I've been working with a proprietary code, and tried to make a copy of one of the subroutines so that it will receive and return double precision variables instead of real ones. For that purpose, I copied the subroutine itself, a suroutine it calls, and the interface, and changed all the relevant variables and numbers within them to double precision. I've been getting "error #6633: The type of the actual argument differs from the type of the dummy argument", but I have checked and triple-checked that all the variables are declared as double precision. I'm not using any new types, either, only the internal double precision declarations.
Since the code is proprietary, I can't post it here, and I can't think of a simple way to reproduce the problem. I know that it's impossible to give a solution under such restrictions, and I don't expect one - but I'd really appreciate any ideas that could direct me in the right direction...
Thanks in advance.
I'm new to this forum, I hope I'm keeping up all the guidelines...
I've been working with a proprietary code, and tried to make a copy of one of the subroutines so that it will receive and return double precision variables instead of real ones. For that purpose, I copied the subroutine itself, a suroutine it calls, and the interface, and changed all the relevant variables and numbers within them to double precision.
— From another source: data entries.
PR #82, opened 2016-12-13
fix(menu): Cancel running animations on destroy.

sgomes:
@traviskaufman PTAL!

### DIFF
--- a/packages/mdc-menu/simple/foundation.js
+++ b/packages/mdc-menu/simple/foundation.js
@@ -83,6 +83,7 @@ export default class MDCSimpleMenuFoundation extends MDCFoundation {
     this.scaleY_ = 0;
     this.running_ = false;
     this.selectedTriggerTimerId_ = 0;
+    this.animationRequestId_ = 0;
   }
 
   init() {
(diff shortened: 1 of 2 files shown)


packages/mdc-menu/simple/foundation.js
```diff
@@ -83,6 +83,7 @@ export default class MDCSimpleMenuFoundation extends MDCFoundation {
     this.scaleY_ = 0;
     this.running_ = false;
     this.selectedTriggerTimerId_ = 0;
+    this.animationRequestId_ = null;
```
traviskaufman: nit: since this will always be a non-zero, non-negative integer, it's probably best just to set this to `0`. This also means you can get rid of the `if` statement within destroy and just call `cancelAnimationFrame`. It also keeps it consistent with `selectedTriggerTimerId_`.

packages/mdc-menu/simple/foundation.js
```diff
@@ -186,8 +191,9 @@ export default class MDCSimpleMenuFoundation extends MDCFoundation {
 
     // Stop animation when we've covered the entire 0 - 1 range of time.
     if (currentTime < 1) {
-      requestAnimationFrame(() => this.animationLoop_());
+      this.animationRequestId_ = requestAnimationFrame(() => this.animationLoop_());
     } else {
+      this.animationRequestId_ = null;
```
traviskaufman: same comment as above; we can just set this to `0`.

packages/mdc-menu/simple/foundation.js
sgomes: After running some tests on multiple browsers, it seems safe to call `cancelAnimationFrame(0)`, so making suggested changes.

sgomes:
@traviskaufman Changes made, PTAL!

PR #104, opened 2016-12-15
docs(getting-started): Add post-release amendments and updates

traviskaufman:
- Remove the need for NodeJS/NPM to be installed locally. Use
  [unpkg](https://unpkg.com/#/) instead.
- Remove outdated "coming soon" blurbs.
- Correct minor typos and grammatical errors.

### DIFF
--- a/docs/getting-started.md
+++ b/docs/getting-started.md
@@ -1,6 +1,3 @@
-> NOTE: We have yet to publish our initial release to npm. However, once we do, the installation
-instructions will work.
-
 # Getting started
 
 This guide will help you get started using MDC-Web on your own sites and within your own projects.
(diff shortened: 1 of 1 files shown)


docs/getting-started.md
```diff
@@ -56,7 +50,9 @@ the assets needed for MDC-Web. Put the following within `index.html` in the `gre
     <meta charset="utf-8">
     <meta name="viewport" content="width=device-width,initial-scale=1">
     <title>Greeting App</title>
-    <link rel="stylesheet" href="/node_modules/material-components-web/dist/material-components-web.css">
+    <link
+      rel="stylesheet"
+      href="https://unpkg.com/material-components-web@latest/dist/material-components-web.min.css">
```
sgomes: LGTM only if `unpkg.com` is reliable.

traviskaufman: It looks reliable to me: https://unpkg.com/#/stats

Thoughts?

sgomes: LGTM 👍 We can always change if we need to.

PR #114, opened 2016-12-16
Use PureComponent instead of mixin

Klaasvaak:
Use PureComponent instead of the PureRenderMixin.

From React docs:
> The PureRenderMixin mixin predates React.PureComponent. This reference doc is provided for legacy purposes, and you should consider using React.PureComponent instead.


traviskaufman:
Thanks for your help with this @Klaasvaak ! As soon as you sign our CLA, I'll be able to merge.

Klaasvaak:
@traviskaufman I signed it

I've been getting "error #6633: The type of the actual argument differs from the type of the dummy argument", but I have checked and triple-checked that all the variables are declared as double precision. I'm not using any new types, either, only the internal double precision declarations.
Since the code is proprietary, I can't post it here, and I can't think of a simple way to reproduce the problem. I know that it's impossible to give a solution under such restrictions, and I don't expect one - but I'd really appreciate any ideas that could direct me in the right direction...
Thanks in advance.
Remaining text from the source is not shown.